Raw data:
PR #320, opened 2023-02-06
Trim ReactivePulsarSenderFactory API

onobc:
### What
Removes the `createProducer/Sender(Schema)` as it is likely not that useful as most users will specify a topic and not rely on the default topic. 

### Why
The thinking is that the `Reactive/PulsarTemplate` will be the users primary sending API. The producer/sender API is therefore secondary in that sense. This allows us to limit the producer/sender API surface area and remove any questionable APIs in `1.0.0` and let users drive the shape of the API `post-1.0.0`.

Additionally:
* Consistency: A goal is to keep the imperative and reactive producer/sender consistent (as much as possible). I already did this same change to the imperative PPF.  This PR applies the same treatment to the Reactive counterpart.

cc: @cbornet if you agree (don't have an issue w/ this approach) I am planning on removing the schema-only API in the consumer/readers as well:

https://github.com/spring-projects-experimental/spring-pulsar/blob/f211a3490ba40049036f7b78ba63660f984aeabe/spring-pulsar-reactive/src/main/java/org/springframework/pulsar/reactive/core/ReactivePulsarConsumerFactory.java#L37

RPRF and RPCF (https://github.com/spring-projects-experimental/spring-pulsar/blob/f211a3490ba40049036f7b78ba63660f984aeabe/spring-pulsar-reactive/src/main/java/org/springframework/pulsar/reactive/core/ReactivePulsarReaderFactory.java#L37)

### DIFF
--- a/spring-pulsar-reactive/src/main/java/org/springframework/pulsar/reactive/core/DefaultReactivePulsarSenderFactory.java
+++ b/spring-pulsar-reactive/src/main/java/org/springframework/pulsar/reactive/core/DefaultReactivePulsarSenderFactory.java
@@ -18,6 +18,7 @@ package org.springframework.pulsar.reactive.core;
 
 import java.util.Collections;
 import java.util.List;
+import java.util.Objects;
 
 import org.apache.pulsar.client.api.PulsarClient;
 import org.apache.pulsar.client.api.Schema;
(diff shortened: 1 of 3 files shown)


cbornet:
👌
==
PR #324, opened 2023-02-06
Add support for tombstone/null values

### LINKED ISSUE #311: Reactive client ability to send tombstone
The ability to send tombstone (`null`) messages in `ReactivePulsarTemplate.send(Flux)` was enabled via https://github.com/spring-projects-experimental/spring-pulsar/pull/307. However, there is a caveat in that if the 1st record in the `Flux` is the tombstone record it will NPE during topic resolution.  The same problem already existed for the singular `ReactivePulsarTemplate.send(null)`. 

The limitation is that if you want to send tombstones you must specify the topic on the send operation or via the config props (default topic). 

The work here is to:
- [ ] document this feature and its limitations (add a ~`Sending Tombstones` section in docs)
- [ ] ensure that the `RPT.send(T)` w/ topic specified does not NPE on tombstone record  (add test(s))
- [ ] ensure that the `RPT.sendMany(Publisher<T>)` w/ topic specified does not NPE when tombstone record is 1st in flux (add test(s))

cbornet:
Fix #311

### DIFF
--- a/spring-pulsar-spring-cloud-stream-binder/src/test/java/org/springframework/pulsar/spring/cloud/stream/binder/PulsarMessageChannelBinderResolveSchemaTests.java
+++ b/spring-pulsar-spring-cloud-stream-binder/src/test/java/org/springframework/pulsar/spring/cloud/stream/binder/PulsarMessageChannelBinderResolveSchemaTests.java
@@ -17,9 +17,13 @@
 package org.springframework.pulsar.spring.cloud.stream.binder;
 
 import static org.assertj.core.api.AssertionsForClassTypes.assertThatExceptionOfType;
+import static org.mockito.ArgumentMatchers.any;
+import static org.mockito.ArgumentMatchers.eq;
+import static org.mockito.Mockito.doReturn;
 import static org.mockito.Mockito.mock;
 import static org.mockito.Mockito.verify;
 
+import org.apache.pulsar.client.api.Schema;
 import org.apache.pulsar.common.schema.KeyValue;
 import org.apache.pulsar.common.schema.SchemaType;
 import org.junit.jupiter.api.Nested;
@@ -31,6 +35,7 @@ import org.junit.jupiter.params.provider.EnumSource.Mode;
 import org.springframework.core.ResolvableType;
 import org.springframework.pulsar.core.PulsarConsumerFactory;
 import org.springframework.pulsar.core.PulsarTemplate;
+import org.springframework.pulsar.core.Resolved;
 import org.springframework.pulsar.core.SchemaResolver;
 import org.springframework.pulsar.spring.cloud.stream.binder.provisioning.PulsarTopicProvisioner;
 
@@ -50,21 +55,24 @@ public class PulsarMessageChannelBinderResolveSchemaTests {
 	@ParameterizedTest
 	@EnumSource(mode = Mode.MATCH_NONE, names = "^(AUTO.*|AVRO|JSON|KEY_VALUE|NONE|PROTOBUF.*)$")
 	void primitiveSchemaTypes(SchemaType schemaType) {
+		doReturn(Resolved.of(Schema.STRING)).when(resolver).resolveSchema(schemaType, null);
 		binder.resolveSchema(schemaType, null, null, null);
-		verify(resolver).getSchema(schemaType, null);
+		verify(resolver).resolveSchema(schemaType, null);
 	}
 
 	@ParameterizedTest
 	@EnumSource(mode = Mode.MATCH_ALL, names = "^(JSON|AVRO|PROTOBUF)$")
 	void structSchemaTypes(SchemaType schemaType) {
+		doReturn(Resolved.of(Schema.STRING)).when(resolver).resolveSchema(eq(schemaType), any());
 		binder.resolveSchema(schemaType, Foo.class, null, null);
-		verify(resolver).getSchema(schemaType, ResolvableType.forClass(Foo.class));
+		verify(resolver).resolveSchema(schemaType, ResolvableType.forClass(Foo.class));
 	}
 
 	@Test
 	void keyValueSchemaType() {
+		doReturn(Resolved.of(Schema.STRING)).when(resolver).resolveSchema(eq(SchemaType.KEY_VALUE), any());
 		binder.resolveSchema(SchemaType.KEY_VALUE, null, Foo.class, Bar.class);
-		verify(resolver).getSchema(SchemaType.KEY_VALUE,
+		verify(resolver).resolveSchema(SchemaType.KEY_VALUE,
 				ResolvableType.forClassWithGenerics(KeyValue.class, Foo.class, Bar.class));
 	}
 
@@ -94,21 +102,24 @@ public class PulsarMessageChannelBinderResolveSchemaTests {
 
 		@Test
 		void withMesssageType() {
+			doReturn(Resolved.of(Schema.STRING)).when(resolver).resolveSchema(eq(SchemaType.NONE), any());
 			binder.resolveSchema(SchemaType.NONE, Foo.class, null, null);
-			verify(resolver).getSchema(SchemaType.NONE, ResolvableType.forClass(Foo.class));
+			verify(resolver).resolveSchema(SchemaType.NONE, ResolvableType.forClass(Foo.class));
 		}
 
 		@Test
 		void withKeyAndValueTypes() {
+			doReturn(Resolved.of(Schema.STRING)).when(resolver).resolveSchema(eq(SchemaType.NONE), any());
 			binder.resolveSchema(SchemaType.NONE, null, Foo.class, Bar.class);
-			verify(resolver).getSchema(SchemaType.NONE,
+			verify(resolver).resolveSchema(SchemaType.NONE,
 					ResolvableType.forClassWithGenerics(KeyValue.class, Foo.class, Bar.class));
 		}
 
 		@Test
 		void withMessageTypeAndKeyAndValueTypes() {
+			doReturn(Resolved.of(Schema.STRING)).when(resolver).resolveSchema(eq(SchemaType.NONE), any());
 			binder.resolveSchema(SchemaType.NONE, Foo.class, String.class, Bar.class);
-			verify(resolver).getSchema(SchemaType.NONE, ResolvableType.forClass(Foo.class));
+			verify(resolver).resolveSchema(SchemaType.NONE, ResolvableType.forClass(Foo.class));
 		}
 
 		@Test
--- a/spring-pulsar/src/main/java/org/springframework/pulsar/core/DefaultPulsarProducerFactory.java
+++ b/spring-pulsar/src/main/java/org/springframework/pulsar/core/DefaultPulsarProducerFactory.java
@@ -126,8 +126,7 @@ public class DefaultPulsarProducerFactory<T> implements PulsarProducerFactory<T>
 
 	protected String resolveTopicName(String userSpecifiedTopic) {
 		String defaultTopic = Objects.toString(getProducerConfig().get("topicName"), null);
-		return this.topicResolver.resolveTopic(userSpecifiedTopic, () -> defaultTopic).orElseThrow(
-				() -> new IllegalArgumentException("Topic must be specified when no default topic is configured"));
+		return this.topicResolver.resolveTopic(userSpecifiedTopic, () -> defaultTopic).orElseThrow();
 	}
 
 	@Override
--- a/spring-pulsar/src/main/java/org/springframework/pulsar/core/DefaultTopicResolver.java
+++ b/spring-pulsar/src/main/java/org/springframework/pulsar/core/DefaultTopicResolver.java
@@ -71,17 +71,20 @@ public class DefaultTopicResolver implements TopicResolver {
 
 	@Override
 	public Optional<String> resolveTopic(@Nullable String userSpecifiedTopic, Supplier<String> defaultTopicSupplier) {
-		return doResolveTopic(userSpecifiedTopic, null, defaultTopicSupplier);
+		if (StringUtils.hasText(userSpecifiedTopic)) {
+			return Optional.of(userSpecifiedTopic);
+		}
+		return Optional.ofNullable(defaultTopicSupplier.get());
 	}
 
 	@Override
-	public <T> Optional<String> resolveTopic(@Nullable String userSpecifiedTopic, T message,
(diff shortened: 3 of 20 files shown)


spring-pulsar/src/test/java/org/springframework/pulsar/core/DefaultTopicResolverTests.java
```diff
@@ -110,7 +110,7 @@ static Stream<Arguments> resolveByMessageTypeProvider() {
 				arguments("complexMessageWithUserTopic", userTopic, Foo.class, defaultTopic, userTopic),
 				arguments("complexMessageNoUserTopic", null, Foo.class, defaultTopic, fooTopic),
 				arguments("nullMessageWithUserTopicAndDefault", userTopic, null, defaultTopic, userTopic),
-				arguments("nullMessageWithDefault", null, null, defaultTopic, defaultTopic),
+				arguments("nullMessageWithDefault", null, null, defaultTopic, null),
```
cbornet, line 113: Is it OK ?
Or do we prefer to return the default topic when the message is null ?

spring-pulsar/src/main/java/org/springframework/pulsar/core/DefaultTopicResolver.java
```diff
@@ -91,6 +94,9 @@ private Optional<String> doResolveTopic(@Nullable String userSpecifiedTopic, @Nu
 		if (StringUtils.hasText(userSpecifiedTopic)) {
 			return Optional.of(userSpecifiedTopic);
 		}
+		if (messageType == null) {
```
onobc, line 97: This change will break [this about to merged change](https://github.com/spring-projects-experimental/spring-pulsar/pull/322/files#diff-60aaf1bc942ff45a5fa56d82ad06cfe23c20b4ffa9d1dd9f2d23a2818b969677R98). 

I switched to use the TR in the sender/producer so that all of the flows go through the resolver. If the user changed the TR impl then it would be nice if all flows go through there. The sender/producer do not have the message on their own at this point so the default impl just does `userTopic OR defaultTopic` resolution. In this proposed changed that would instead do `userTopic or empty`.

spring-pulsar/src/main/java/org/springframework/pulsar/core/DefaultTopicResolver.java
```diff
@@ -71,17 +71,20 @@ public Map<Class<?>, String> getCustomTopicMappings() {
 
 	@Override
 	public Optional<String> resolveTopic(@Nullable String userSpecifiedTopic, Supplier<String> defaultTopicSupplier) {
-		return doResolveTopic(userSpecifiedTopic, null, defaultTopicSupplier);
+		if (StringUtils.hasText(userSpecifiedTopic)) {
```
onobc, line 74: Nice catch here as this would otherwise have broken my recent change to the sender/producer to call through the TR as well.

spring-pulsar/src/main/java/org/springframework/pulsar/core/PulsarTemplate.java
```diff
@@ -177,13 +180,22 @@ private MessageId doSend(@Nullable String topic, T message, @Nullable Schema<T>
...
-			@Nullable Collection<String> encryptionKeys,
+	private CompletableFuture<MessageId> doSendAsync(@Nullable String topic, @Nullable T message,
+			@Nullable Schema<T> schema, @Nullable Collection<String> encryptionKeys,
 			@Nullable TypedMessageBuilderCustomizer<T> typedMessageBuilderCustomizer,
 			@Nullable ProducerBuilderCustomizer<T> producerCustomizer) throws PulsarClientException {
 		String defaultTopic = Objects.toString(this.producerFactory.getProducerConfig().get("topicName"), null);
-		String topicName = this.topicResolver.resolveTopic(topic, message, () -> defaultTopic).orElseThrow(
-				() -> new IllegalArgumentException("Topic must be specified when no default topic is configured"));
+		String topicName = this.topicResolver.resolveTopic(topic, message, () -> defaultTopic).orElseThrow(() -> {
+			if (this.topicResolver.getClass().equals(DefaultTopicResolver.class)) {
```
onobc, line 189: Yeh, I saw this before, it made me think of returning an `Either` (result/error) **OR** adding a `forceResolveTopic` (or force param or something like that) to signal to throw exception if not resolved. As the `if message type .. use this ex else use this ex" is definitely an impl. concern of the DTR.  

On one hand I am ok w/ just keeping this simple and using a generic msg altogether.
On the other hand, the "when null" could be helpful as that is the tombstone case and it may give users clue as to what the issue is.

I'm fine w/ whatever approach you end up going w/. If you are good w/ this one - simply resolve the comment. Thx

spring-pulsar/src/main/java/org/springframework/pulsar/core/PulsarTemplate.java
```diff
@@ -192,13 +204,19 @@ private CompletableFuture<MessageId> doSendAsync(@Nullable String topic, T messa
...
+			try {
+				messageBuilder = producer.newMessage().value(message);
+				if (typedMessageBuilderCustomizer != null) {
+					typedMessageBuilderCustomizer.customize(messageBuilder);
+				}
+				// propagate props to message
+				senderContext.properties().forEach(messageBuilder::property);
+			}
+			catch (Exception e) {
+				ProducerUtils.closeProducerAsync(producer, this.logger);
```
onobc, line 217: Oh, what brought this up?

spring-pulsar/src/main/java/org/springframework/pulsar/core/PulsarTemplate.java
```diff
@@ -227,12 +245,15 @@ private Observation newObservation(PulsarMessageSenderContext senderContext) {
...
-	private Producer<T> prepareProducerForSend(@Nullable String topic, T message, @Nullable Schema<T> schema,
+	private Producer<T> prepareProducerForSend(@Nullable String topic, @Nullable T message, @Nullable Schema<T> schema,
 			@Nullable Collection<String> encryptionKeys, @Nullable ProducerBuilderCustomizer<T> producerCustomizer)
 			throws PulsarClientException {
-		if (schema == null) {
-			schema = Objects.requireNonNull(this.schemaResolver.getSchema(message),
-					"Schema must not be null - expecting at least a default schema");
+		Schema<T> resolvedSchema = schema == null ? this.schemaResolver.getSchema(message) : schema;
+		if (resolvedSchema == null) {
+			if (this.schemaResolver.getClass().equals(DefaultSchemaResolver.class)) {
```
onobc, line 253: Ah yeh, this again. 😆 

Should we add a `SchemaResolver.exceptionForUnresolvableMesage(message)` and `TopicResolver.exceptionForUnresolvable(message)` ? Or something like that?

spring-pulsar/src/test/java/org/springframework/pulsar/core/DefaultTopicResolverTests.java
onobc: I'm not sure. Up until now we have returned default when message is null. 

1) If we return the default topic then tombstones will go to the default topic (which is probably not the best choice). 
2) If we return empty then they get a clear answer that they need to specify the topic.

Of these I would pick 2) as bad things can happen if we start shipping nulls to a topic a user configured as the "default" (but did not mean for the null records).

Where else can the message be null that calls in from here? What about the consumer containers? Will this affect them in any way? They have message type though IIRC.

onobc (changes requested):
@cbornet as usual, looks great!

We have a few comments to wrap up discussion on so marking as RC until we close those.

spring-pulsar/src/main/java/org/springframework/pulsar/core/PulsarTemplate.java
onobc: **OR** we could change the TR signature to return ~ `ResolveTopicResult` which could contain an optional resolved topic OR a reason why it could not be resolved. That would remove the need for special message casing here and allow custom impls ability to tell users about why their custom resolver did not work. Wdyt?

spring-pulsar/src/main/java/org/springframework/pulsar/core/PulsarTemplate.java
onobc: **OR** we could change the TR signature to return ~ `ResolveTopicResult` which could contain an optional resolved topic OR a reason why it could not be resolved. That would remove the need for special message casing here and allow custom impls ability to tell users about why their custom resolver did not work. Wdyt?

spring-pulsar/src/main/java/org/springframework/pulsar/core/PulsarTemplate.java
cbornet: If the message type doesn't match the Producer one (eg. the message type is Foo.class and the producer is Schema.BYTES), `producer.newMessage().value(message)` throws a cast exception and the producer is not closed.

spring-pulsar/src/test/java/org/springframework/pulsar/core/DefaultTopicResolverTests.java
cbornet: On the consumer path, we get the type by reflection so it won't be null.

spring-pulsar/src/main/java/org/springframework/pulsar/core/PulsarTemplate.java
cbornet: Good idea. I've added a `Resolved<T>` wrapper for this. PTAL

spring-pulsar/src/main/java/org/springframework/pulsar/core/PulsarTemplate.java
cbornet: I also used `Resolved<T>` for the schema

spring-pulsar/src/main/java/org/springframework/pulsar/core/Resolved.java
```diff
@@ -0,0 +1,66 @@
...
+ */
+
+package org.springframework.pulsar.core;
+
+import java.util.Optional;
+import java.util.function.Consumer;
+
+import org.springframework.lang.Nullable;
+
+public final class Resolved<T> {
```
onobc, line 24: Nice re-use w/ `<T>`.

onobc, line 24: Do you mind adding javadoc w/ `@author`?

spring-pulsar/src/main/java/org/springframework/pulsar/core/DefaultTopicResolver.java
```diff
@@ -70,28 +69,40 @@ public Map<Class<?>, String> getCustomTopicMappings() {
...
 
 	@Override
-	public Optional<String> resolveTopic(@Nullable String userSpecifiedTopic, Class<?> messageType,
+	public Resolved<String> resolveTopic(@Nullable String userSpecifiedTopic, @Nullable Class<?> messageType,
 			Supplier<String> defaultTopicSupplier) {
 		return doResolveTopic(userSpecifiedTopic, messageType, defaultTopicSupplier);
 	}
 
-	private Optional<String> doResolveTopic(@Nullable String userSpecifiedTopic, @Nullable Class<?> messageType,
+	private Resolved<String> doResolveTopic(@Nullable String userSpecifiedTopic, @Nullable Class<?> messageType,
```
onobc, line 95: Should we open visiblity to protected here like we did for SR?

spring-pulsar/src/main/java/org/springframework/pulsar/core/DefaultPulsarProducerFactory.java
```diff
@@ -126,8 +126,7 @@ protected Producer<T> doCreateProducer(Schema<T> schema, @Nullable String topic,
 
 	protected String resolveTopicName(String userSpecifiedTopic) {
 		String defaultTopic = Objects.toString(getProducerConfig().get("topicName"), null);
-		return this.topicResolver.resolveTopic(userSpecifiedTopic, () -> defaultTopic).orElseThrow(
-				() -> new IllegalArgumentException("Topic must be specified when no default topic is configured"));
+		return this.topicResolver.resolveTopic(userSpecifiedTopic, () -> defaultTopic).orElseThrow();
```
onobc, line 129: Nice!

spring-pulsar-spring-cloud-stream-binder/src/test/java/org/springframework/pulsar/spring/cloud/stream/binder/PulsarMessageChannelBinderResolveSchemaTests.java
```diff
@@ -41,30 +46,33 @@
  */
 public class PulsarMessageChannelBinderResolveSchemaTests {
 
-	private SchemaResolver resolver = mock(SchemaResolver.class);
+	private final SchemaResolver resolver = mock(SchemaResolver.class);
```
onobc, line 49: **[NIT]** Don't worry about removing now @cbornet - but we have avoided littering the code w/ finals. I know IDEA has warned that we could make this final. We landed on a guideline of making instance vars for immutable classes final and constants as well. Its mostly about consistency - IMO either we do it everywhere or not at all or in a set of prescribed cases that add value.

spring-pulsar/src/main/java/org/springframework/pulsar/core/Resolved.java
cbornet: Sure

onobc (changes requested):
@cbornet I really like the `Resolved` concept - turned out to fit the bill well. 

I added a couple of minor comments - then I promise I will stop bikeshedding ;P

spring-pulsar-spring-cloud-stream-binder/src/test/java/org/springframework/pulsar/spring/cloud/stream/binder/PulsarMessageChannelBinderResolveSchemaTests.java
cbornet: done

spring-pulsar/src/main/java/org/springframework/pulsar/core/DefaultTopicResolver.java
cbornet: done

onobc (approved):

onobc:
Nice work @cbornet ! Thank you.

Exercise details:
What is wanted is one number: how many lines in the listing hold the string "DefaultPulsarProducerFactory".

Reply:
4